A word-for-word copy of the entries below is required.

───── DATA SUPPLIED ─────

PR #1247, opened 2026-06-22
Support more cast cases in C++ backend

dmsa-or:

Fixed integer to timestamp casting.
Made a couple tweaks to cast tests so they pass in the new backend.
Enabled cast tests on C++ backend aside from those using unsupported literal types (e.g. DECIMAL, OTHER)
Refactored and improved the expression type checking to be more robust in handling string inputs and Numpy/Pandas/PyArrow datatype classes.

TRY_CAST seems difficult to support because Arrow has no option to emit null instead of throwing an error for an invalid cast.

## Testing strategy

CI

## Checklist


BodoSQL/bodosql/tests/test_cast.py
```diff
@@ -600,12 +599,20 @@ def test_tz_aware_datetime_to_char_cast(
...
 
-    out_arr = tz_aware_df["TABLE1"]["A"].astype(str)
     if bodosql.use_cpp_backend:
+        # US/Pacific is not in Arrow's timezone database, so we swap with the equivalent America/Los_Angeles.
+        # In the future we may want a way to intercept the cast input and switch the timezones with
+        # ones recognized by Arrow before passing to Arrow's cast function.
+        if tz_aware_df["TABLE1"]["A"].dt.tz.key == "US/Pacific":
+            tz_aware_df["TABLE1"]["A"] = tz_aware_df["TABLE1"]["A"].dt.tz_convert(
+                "America/Los_Angeles"
+            )
```
dmsa-or, line 609: Date/time related issue to maybe discuss with @IsaacWarren about.

IsaacWarren: Let's create an issue and reference it here

IsaacWarren (approved):
Thanks @dmsa-or

BodoSQL/bodosql/tests/test_cast.py
```diff
@@ -97,43 +97,9 @@ def test_cast_str_to_numeric(basic_df, use_sf_cast_syntax, memory_leak_check):
     )
 
 
-def test_numeric_to_str(basic_df, use_sf_cast_syntax, memory_leak_check):
```
scott-routledge2, line 100: Why are we removing this test?

BodoSQL/bodosql/plan_conversion.py
```diff
@@ -1885,15 +1899,72 @@ def process_one_search_option(so):
...
+    if expected_type is bool:
+        return pd.api.types.is_bool_dtype(obj_type)
+
+    if pd.api.types.is_dtype_equal(obj_type, expected_type):
+        return True
+
+    if isinstance(obj_type, pa.DataType) and isinstance(expected_type, pa.DataType):
+        if obj_type.equals(expected_type):
+            return True
+    if isinstance(obj_type, pa.DataType):
```
scott-routledge2: Is this saying the result of compare_types on a string type and some arbitrary object would return True? Have we tested this?

scott-routledge2 (approved):
LGTM, Thanks @dmsa-or

BodoSQL/bodosql/tests/test_cast.py
dmsa-or: This test wasn't even being run because there was another test below with the same name. The tests are identical except for the target string type. The one I deleted casted to CHAR, so I just added that as a test case to `test_numeric_to_str` below.

BodoSQL/bodosql/plan_conversion.py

─────

> _ANSWER SECTION_
PR #1247, opened 2026-06-22
Support more cast cases in C++ backend

dmsa-or:

Fixed integer to timestamp casting.
Made a couple tweaks to cast tests so they pass in the new backend.
Enabled cast tests on C++ backend aside from those using unsupported literal types (e.g. DECIMAL, OTHER)
Refactored and improved the expression type checking to be more robust in handling string inputs and Numpy/Pandas/PyArrow datatype classes.

TRY_CAST seems difficult to support because Arrow has no option to emit null instead of throwing an error for an invalid cast.

## Testing strategy

CI

## Checklist


BodoSQL/bodosql/tests/test_cast.py
```diff
@@ -600,12 +599,20 @@ def test_tz_aware_datetime_to_char_cast(
...
 
-    out_arr = tz_aware_df["TABLE1"]["A"].astype(str)
     if bodosql.use_cpp_backend:
+        # US/Pacific is not in Arrow's timezone database, so we swap with the equivalent America/Los_Angeles.
+        # In the future we may want a way to intercept the cast input and switch the timezones with
+        # ones recognized by Arrow before passing to Arrow's cast function.
+        if tz_aware_df["TABLE1"]["A"].dt.tz.key == "US/Pacific":
+            tz_aware_df["TABLE1"]["A"] = tz_aware_df["TABLE1"]["A"].dt.tz_convert(
+                "America/Los_Angeles"
+            )
```
dmsa-or, line 609: Date/time related issue to maybe discuss with @IsaacWarren about.

IsaacWarren: Let's create an issue and reference it here

IsaacWarren (approved):
Thanks @dmsa-or

BodoSQL/bodosql/tests/test_cast.py
```diff
@@ -97,43 +97,9 @@ def test_cast_str_to_numeric(basic_df, use_sf_cast_syntax, memory_leak_check):
     )
 
 
-def test_numeric_to_str(basic_df, use_sf_cast_syntax, memory_leak_check):
```
scott-routledge2, line 100: Why are we removing this test?

BodoSQL/bodosql/plan_conversion.py
```diff
@@ -1885,15 +1899,72 @@ def process_one_search_option(so):
...
+    if expected_type is bool:
+        return pd.api.types.is_bool_dtype(obj_type)
+
+    if pd.api.types.is_dtype_equal(obj_type, expected_type):
+        return True
+
+    if isinstance(obj_type, pa.DataType) and isinstance(expected_type, pa.DataType):
+        if obj_type.equals(expected_type):
+            return True
+    if isinstance(obj_type, pa.DataType):
```
scott-routledge2: Is this saying the result of compare_types on a string type and some arbitrary object would return True? Have we tested this?

scott-routledge2 (approved):
LGTM, Thanks @dmsa-or

BodoSQL/bodosql/tests/test_cast.py
dmsa-or: This test wasn't even being run because there was another test below with the same name. The tests are identical except for the target string type. The one I deleted casted to CHAR, so I just added that as a test case to `test_numeric_to_str` below.

BodoSQL/bodosql/plan_conversion.py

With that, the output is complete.